Examples of non-integer ages

x <- 50+0:6/6
#non-integer age
cbind(x=x, pxtvect(soa08Act, x=x, t=1, fractional = "lin"), pXt(object=soa08Act, x=x, t=1, fractional = "lin"))
#>             x                    
#> [1,] 50.00000 0.9940801 0.9940801
#> [2,] 50.16667 0.9939968 0.9939968
#> [3,] 50.33333 0.9939134 0.9939134
#> [4,] 50.50000 0.9938298 0.9938298
#> [5,] 50.66667 0.9937460 0.9937460
#> [6,] 50.83333 0.9936620 0.9936620
#> [7,] 51.00000 0.9935779 0.9935779
cbind(x=x, pxtvect(soa08Act, x=x, t=1, fractional = "hyp"), pXt(object=soa08Act, x=x, t=1, fractional = "hyp"))
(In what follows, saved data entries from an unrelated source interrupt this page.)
Issue #60, opened 2017-05-16
color scheme request


bigardone:
Hi! First of all thanks for the theme, I simply love it :)
Would it be possible requesting a color scheme based on Nova for vim? https://trevordmiller.com/projects/nova
If you don't have the time for it, I could work on a PR for adding it following this basic color list described here https://github.com/trevordmiller/nova-colors/blob/master/src/index.js
What do you think?

hlissner:
That is a lovely colorscheme! So I'd be happy to include it.

I've got others in the pipeline however, so it may take me a while to get to it. That basic color-list PR would be appreciated though, and would go a long way to speed the process up.

bigardone:
Awesome! I'll start working on that PR then :)
Cheers!

PR #64, opened 2017-05-19
Nova theme basic colors

bigardone:
This PR adds the basic color scheme for new theme based on [Nova](https://trevordmiller.com/projects/nova) as discussed in #60.

I've marked some of the lines with a **TODO set correct color** where I don't know what color to use. I've used this values as a guide for creating the file https://github.com/trevordmiller/nova-colors/blob/master/src/index.js.

This is the WIP result, which doesn't look very good... 🤔 

image

I hope it helps as a starting point for creating another awesome doom's version 🤘

### DIFF
--- a/doom-nova-theme.el
+++ b/doom-nova-theme.el
@@ -40,7 +40,7 @@ determine the exact padding."
    (highlight      cyan)
    (vertical-bar   (doom-darken dark-grey 0.2))
    (current-line   (doom-darken bg-alt 0.05))
-   (selection      (doom-lighten highlight 0.3))
+   (selection      (doom-lighten highlight 0.6))
    (builtin        blue)
    (comments       grey)
    (doc-comments   (doom-lighten grey 0.1))
@@ -95,8 +95,16 @@ determine the exact padding."
    ;; linum
    (linum :foreground grey :background bg :bold nil :distant-foreground nil)
    (doom-linum-highlight :foreground highlight :background bg :bold nil :distant-foreground nil)
-   (cursor :background highlight))
+   (cursor :background highlight)
 
+   ;; helm
+   (helm-selection :foreground dark-grey :background selection)
+   (helm-match     :foreground highlight)
+
+   ;; company
+   (company-tooltip-selection  :background selection :foreground dark-grey)
+
+   )
 
   ;; --- variables --------------------------
   ;; ()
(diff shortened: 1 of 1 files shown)


bigardone:
here's an updated screenshot after setting blue as the highlight color and removing the brighter source buffers from the config:

image

hlissner:
An excellent start, thanks! Would you like more time to tweak it or can I merge it?

bigardone:
Glad you liked it :)
I think I'm going to try to tweak a bit more during this week if you don't mind. 
I want to change the cursor color, the selection background, and some other minor stuff.
Cheers!

bigardone:
@hlissner this is how it looks like after the last commit.

image

I've been trying to change the cursor's background color, but it doesn't seem to work because I'm probably doing it wrong. Where can I check out how to achieve this?
Thanks in advance :)

hlissner:
The cursor's background should be controlled by the `cursor` face, [here's its base setting](https://github.com/hlissner/emacs-doom-theme/blob/master/doom-themes-common.el#L35). 

Also, I notice you are a spacemacs user. I see that spacemacs [applies its own faces on the various evil cursors](https://github.com/syl20bnr/spacemacs/blob/bd7ef98e4c35fd87538dd2a81356cc83f5fd02f3/layers/%2Bdistributions/spacemacs-bootstrap/packages.el#L55) -- this may be why you are not seeing the changes.

bigardone:
Thanks for the tip, I keep improving it while I use it :)
In regards to the Spacemacs, yes I use it. Do you think it's a good idea mixing emacs and spacemacs stuff in the theme?

hlissner:
I welcome support for spacemacs' faces, if that's what you mean. Though, a disclaimer: I'm not a spacemacs user, so I won't be able to debug issues.

gilacost:
I like it 😋, looking forward for this to be merged. I wonder how does a yeipiyei preview looks like 🤔.

hlissner:
@bigardone Looks good! I've got a few big changes in store for this plugin coming up. I'll merge this once I'm done with that, likely over the weekend. Or do you need more time?

bigardone:
Sounds good! I think it is a good starting point as it is right now, and I can create more PR to improve it, so go ahead and merge it :)
Cheers!

UtamaruMonster:
Great looking theme.
Anyway to make Nova look good in terminal?
This is how it looks like with emacs -nw

screen shot 2017-09-08 at 13 01 31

#>             x                    
#> [1,] 50.00000 0.9940801 0.9940801
#> [2,] 50.16667 0.9939960 0.9939960
#> [3,] 50.33333 0.9939120 0.9939120
#> [4,] 50.50000 0.9938282 0.9938282
#> [5,] 50.66667 0.9937446 0.9937446
#> [6,] 50.83333 0.9936612 0.9936612
#> [7,] 51.00000 0.9935779 0.9935779
cbind(x=x, pxtvect(soa08Act, x=x, t=1, fractional = "exp"), pXt(object=soa08Act, x=x, t=1, fractional = "exp"))
#>             x                    
#> [1,] 50.00000 0.9940801 0.9940801
#> [2,] 50.16667 0.9939964 0.9939964
#> [3,] 50.33333 0.9939127 0.9939127
#> [4,] 50.50000 0.9938290 0.9938290
#> [5,] 50.66667 0.9937453 0.9937453
#> [6,] 50.83333 0.9936616 0.9936616
#> [7,] 51.00000 0.9935779 0.9935779

Examples of large ages

x <- 135:145
#high-age
cbind(x=x, pxtvect(soa08Act, x=x, t=1), pXt(object=soa08Act, x=x, t=1))
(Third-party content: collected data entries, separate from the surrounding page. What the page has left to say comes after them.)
PR #6, opened 2023-09-27
Create integration-tests.yml

manbearian:
Add some basic PR testing

The buld/test workflow is:
   1. pull a fixed commit from Triton
   2. pull current PR's triton-shared
   3. build Triton from the root
   4. run triton-share tests

### DIFF
--- a/.github/workflows/integration-tests.yml
+++ b/.github/workflows/integration-tests.yml
@@ -18,7 +18,7 @@ jobs:
       with:
         repository: 'openai/triton'
         ref: '215b2e77a1d92f907bc4addfa3c3ba204028c32e' # known good commit "Add Shared Middle Layer to Triton via Plug-In"
-        path: ${{github.workspace}}/triton
+        path: triton
 
     - name: Update Triton to point at this build
       run: |
--- a/.github/workflows/integration-tests.yml
+++ b/.github/workflows/integration-tests.yml
@@ -23,7 +23,8 @@ jobs:
     - name: Update Triton to point at this build
       run: |
         cd ${{github.workspace}}/triton/third_party/triton_shared
-        git switch ${{ github.sha }}
+        git fetch
+        git switch ${{ github.ref }}
 
      
    # - name: Configure CMake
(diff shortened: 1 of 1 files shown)


.github/workflows/integration-tests.yml
```diff
@@ -0,0 +1,59 @@
...
+  build_and_test_triton_shared:
+    runs-on: ubuntu-latest
+
+    steps:
+
+    - name: Checkout Triton
+      uses: actions/checkout@v4
+      with:
+        repository: 'openai/triton'
+        ref: '215b2e77a1d92f907bc4addfa3c3ba204028c32e' # known good commit "Add Shared Middle Layer to Triton via Plug-In"
```
NathanielMcVicar, line 17: Probably not required right now, but I wonder if we want this in a file or something so we can script the checkout for local devs to make sure they are on the correct commit. This is the approach ONNX-MLIR uses for example https://github.com/onnx/onnx-mlir/blob/main/utils/clone-mlir.sh

.github/workflows/integration-tests.yml
```diff
@@ -0,0 +1,59 @@
...
+        path: triton
+        submodules: 'recursive'
```
NathanielMcVicar, line 19: nit: This will checkout all the other submodules as well, which we don't need.

edit: especially since you are cloning triton-shared directly into it's third-party directory, so we don't need any submodules at all

NathanielMcVicar (approved):
LGTM other than the two minor notes above.

.github/workflows/integration-tests.yml
manbearian: yeah, not the best place for this; but i'm okay with this for now.
I wonder if Phil wouldn't mind us adding some labels...

.github/workflows/integration-tests.yml
manbearian: You're absolutely correct, but I'm going to leave this in place. The check-out takes all of 12s and this future proofs us in case we want other submodules.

#>         x                          
#>  [1,] 135 1.932519e-06 1.932519e-06
#>  [2,] 136 5.431077e-07 5.431077e-07
#>  [3,] 137 1.350422e-07 1.350422e-07
#>  [4,] 138 2.935883e-08 2.935883e-08
#>  [5,] 139 5.508989e-09 5.508989e-09
#>  [6,] 140 0.000000e+00 0.000000e+00
#>  [7,] 141 0.000000e+00 0.000000e+00
#>  [8,] 142 0.000000e+00 0.000000e+00
#>  [9,] 143 0.000000e+00 0.000000e+00
#> [10,] 144 0.000000e+00 0.000000e+00
#> [11,] 145 0.000000e+00 0.000000e+00
Bowers, N. L., D. A. Jones, H. U. Gerber, C. J. Nesbitt, and J. C. Hickman. 1997. Actuarial Mathematics, 2nd Edition. Society of Actuaries.